The difficulty is that there is no trust between the two sides and the structure of devolution was not designed for a leadership antagonistic to the union itself. This will only get worse as the US trade talks reach a head. With vocal Scottish opposition to weakening food standards, Mr Johnson may be forced to choose between shoring up the Union and the prize of a US trade deal.
That Unionists are waking up to the danger does not mean they are any closer to finding solutions. Most agree that they must find “an emotional argument” for the union. One also argues for small signals like changing the name of the Bank of England to the UK Central Bank.
Mrs May and Ms Davidson successfully argued that 2017 was not the time for more upheaval. With Covid, Brexit and Scotland’s deteriorating fiscal position, this might work again.

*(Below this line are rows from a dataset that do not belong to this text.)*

PR #1589, opened 2021-08-24
Introduce custom global filter menu component.

Hyperkid123:
jira: https://issues.redhat.com/browse/RHCLOUD-15651

### Changes
- use "custom" select component for global filter

Why? Because in a new version of PF the select children are always one render cycle behind. For example, if you select a value, the checkbox will be set only after you select another one and so on.

This might be also used a base for the new conditional filter implementation. This no longer uses a lot of hacks required before.

### DIFF
--- a/src/js/App/GlobalFilter/GlobalFilterMenu.js
+++ b/src/js/App/GlobalFilter/GlobalFilterMenu.js
@@ -1,4 +1,4 @@
-import React, { useMemo, useState } from 'react';
+import React, { useCallback, useMemo, useState } from 'react';
 import PropTypes from 'prop-types';
 import classNames from 'classnames';
 import { TextInput, MenuList, MenuItem, Select, SelectVariant, MenuGroup, Checkbox } from '@patternfly/react-core';
@@ -16,37 +16,28 @@ const getMenuItems = (groups, filterValueRegex, onChange, calculateSelected) => 
   const result = groups.map(({ value, label, id, type, items, ...group }) => ({
     label,
     value,
-    items: items
-      .filter(
-        (item) =>
-          group.noFilter ||
-          (value && filterValueRegex.test(value)) ||
-          (label && filterValueRegex.test(label)) ||
-          (item.value && filterValueRegex.test(item.value)) ||
-          (item.label && filterValueRegex.test(item.label))
-      )
-      .map((item, index) => ({
-        ...item,
-        key: item.id || item.value || index,
-        value: String(item.value || item.id || index),
-        onClick: (event) => {
-          onChange(
-            event,
-            calculateSelected(type, value, item.value),
-            {
-              value,
-              label,
-              id,
-              type,
-              items,
-              ...group,
-            },
-            item,
+    items: items.map((item, index) => ({
+      ...item,
+      key: item.id || item.value || index,
+      value: String(item.value || item.id || index),
+      onClick: (event) => {
+        onChange(
+          event,
+          calculateSelected(type, value, item.value),
+          {
             value,
-            item.value
-          );
-        },
-      })),
+            label,
+            id,
+            type,
+            items,
+            ...group,
+          },
+          item,
+          value,
+          item.value
+        );
+      },
+    })),
   }));
   return result.filter(({ noFilter, items = [] }) => noFilter || items.length > 0);
 };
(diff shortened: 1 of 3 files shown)


src/js/App/GlobalFilter/GlobalFilterMenu.js
```diff
@@ -0,0 +1,169 @@
...
+      })),
+  }));
+  return result.filter(({ noFilter, items = [] }) => noFilter || items.length > 0);
+};
+
+const GlobalFilterMenu = (props) => {
+  const { filterBy, onFilter, groups = [], onChange, selectedTags } = props;
+  const [isOpen, setIsOpen] = useState(false);
+
+  const calculateSelected = (type, groupKey, itemKey) => {
```
karelhala, line 58: I'd move this function out of `GlobalFilterMenu` component, this way it's recreated everytime new render cycle happens. I know you have to remeber current `selectedTags` so how about wrapping it with another function.

```JS
const calculateSelected = (selectedTags) => (type, groupKey, itemKey) => {
    const activeGroup = selectedTags[groupKey];
    if (activeGroup) {
      if (type !== groupType.radio && (activeGroup[itemKey] instanceof Object ? activeGroup[itemKey].isSelected : Boolean(activeGroup[itemKey]))) {
        return {
          ...selectedTags,
          [groupKey]: {
            ...(activeGroup || {}),
            [itemKey]: false,
          },
        };
      }

      return {
        ...selectedTags,
        [groupKey]: {
          ...(type !== groupType.radio ? activeGroup || {} : {}),
          [itemKey]: true,
        },
      };
    }

    return {
      ...selectedTags,
      [groupKey]: {
        [itemKey]: true,
      },
    };
};
```

src/js/App/GlobalFilter/GlobalFilterMenu.js
```diff
@@ -0,0 +1,169 @@
...
+  };
+  const sanitizedFilterRegex = useMemo(() => {
+    try {
+      return new RegExp(filterBy, 'i');
+    } catch (err) {
+      return new RegExp(filterBy.replace(/[.*+?^${}()|[\]\\]/g, '\\$&'), 'i');
+    }
+  }, [filterBy]);
+
+  const menuItems = getMenuItems(groups, sanitizedFilterRegex, onChange, calculateSelected);
```
karelhala, line 95: The usage of `calculateSelected` out of this component can be here
```suggestion
  const menuItems = getMenuItems(groups, sanitizedFilterRegex, onChange, calculateSelected(selectedTags));
```

src/js/App/GlobalFilter/GlobalFilterMenu.js
```diff
@@ -0,0 +1,169 @@
...
+  const menu = [
+    <div key="x" className="pf-c-menu ins-c-global-filter__menu" style={{ boxShadow: 'none' }}>
```
karelhala, line 97: I'd change the key to `menu`, I know it's just for the react to know when to re-render, but the `x` doesn't tell us anything

src/js/App/GlobalFilter/GlobalFilterMenu.js
```diff
@@ -0,0 +1,169 @@
...
+    value,
+    items: items
+      .filter(
+        (item) =>
+          group.noFilter ||
+          (value && filterValueRegex.test(value)) ||
+          (label && filterValueRegex.test(label)) ||
+          (item.value && filterValueRegex.test(item.value)) ||
+          (item.label && filterValueRegex.test(item.label))
+      )
```
karelhala, line 27: The `filter` from original implementation was there because Select required some filtering in the past, it wasn't working without it. Can you try it without this filter? The component will shrink even more.

src/js/App/GlobalFilter/GlobalFilterMenu.js
```diff
@@ -0,0 +1,169 @@
...
+            {items.map(({ value, label, onClick, ...props }) => (
+              <MenuItem key={value} onClick={onClick}>
+                <Checkbox
+                  className="ins-c-global-filter__checkbox"
+                  // eslint-disable-next-line react/prop-types
+                  id={props.id}
+                  // eslint-disable-next-line react/prop-types
+                  isChecked={!!Object.values(selectedTags).find((group = {}) => group[props.tagKey]?.isSelected)}
+                  label={label}
+                />
```
karelhala, line 110: This should change based on the `type`, however for the chrome's implementation it doesn't have to be here.

karelhala (commented):
Looking hella good! We can remove a bunch of hacks from the Conditional filter group implementation.

src/js/App/GlobalFilter/GlobalFilterMenu.js
Hyperkid123: Oh yeah, it was just a placeholder :D I totally wanted to use something sane.

src/js/App/GlobalFilter/GlobalFilterMenu.js
Hyperkid123: Yes, I am aware. I think we can leave the different types for the FEC version.

src/js/App/GlobalFilter/GlobalFilterMenu.js
Hyperkid123: Well, this will re-create the function as well. It's just gonna be wrapped. I think using `useCallback` is probably the best option here.

karelhala: The `useCallback` won't help us much in here as we'd have to write complex update function for the `selectedTags`, but well at least the function can be outside of the component making the component more readable.

src/js/App/GlobalFilter/GlobalFilterMenu.js
```diff
@@ -0,0 +1,164 @@
...
+      }
+
+      return {
+        ...selectedTags,
+        [groupKey]: {
+          [itemKey]: true,
+        },
+      };
+    },
+    [selectedTags]
```
karelhala, line 79: What if you select multiple tags? Does it recalculate?

Hyperkid123: Yeah, you will get a new object.

src/js/App/GlobalFilter/GlobalFilterMenu.js
Hyperkid123: > to write complex update function 

Why? The only mutable variable is the `selectedTags`. We add it as the effect argument and it should be just fine. The rest of the attributes comes as a function args

karelhala: Mhh, we are copying them to new object, so the react should re-calculate the function on each change of `selectedTags` so it should be fine.

karelhala (approved):

PR #1602, opened 2021-08-30
App filter fixes

Hyperkid123:
jira: https://issues.redhat.com/browse/RHCLOUD-15897

### Changes
- allow overriding default filterable checks with `filterable: true` flag
- change app filter search input text
- fix order of app filter items with async checks (they were always resolved last)


karelhala (approved):

Hyperkid123:
@karelhala note, we need this in prod QUICKLY. I will promote it later this week.

PR #1617, opened 2021-09-02
Fix case creation app info request

Hyperkid123:
jira: https://issues.redhat.com/browse/RHCLOUD-15928

Instead of location which sometimes returns incorrect application name, we now use the actual module id which has always the correct app id.

The app id sometimes has to be transformed into kebab-case due to a mismatch of the module ID and the appname. The mismatch is caused by webpack remote containers name requirements (can't have `-` character).


john-dupuy (approved):
Verified that this fixes the issue in MUA by running this PR locally, note that the info is still not pre-filled:
https://issues.redhat.com/browse/RHCLOUD-15829

Issue #2036, opened 2022-09-11
build fails on Fedora 36 with ERR_OSSL_EVP_UNSUPPORTED


cben:
Fedora 36 blocked some insecure hash functions in openssl.  Webpack defaults to md4 in file names, resulting in `npm run build` giving a long stacktrace:
```
...
Error: error:0308010C:digital envelope routines::unsupported
    at new Hash (node:internal/crypto/hash:67:19)
    at Object.createHash (node:crypto:130:10)
    at BulkUpdateDecorator.hashFactory (/home/beni/ocm/insights-chrome/node_modules/webpack/lib/util/createHash.js:145:18)
    at BulkUpdateDecorator.update (/home/beni/ocm/insights-chrome/node_modules/webpack/lib/util/createHash.js:46:50)
    at RawSource.updateHash (/home/beni/ocm/insights-chrome/node_modules/webpack-sources/lib/RawSource.js:70:8)
    at NormalModule._initBuildHash (/home/beni/ocm/insights-chrome/node_modules/webpack/lib/NormalModule.js:888:17)
    at handleParseResult (/home/beni/ocm/insights-chrome/node_modules/webpack/lib/NormalModule.js:954:10)
    at /home/beni/ocm/insights-chrome/node_modules/webpack/lib/NormalModule.js:1048:4
    at processResult (/home/beni/ocm/insights-chrome/node_modules/webpack/lib/NormalModule.js:763:11)
    at /home/beni/ocm/insights-chrome/node_modules/webpack/lib/NormalModule.js:827:5 {
  opensslErrorStack: [ 'error:03000086:digital envelope routines::initialization error' ],
  library: 'digital envelope routines',
  reason: 'unsupported',
  code: 'ERR_OSSL_EVP_UNSUPPORTED'
}
```

https://stackoverflow.com/questions/69394632/webpack-build-failing-with-err-ossl-evp-unsupported/ has some suggestions...

Hyperkid123:
Hmm. Not sure if we can do much about it. Did you try any of the solutions posted in the linked discussion? It seems more like OS/Webpack issue rather than chrome.

Do you run the LTS node?

cben:
I think I got it working with slightly newer webpack, will send PR.

PR #2112, opened 2022-11-10
webpack: Use xxhash64 in emitted filenames

cben:
Fixes https://github.com/RedHatInsights/insights-chrome/issues/2036.

Webpack defaults to md4 in file names, using implementation from OpenSSL library.  Some builds e.g. Fedora 36 disable it completely, resulting in ERR_OSSL_EVP_UNSUPPORTED error.
This switches to another hash function (also insecure but we don't need crypto strength in file names, just low probability of collisions), which is implemented in pure JS, so should work on all platforms.

Slightly newer webpack version was required.


Hyperkid123 (approved):
Thanks for the update.

I do agree that we do not need strong hashes for filenames. I am just sad that is something we have to be considering.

But money remains the strongest argument, though there is a pleasing irony in Brexiters playing on the economic fears of nationalist Scots. It was striking that chancellor Rishi Sunak’s emergency Budget emphasised that the UK government had funded Scotland’s furlough scheme. Unionists want more demonstrations of what Scots are getting from the UK. Mr Johnson will also seek to extend his “levelling-up agenda” of investment in the country’s less prosperous regions to Scotland.
Whether this will be enough is debatable. Generationally and politically the tide appears to be flowing towards independence. Mr Johnson’s temptation will be to smother Scotland with cash, and hope to prevent an SNP majority next year. It would, though, be very typical of Johnson to refuse a second referendum even if the SNP does prevail to goad nationalists into demanding an illegal poll, not sanctioned by the UK government. This might create splits and also alienate EU nations with separatist movements. But it would also fuel the grievance culture the nationalists are so skilled at exploiting.
Mr Johnson is drawn to such brinkmanship and sets great store in his political charm, but he knows his Brexit vision has powered the nationalist surge. If Scotland goes, it will be a calamity he has largely visited upon himself. And history will not be kind.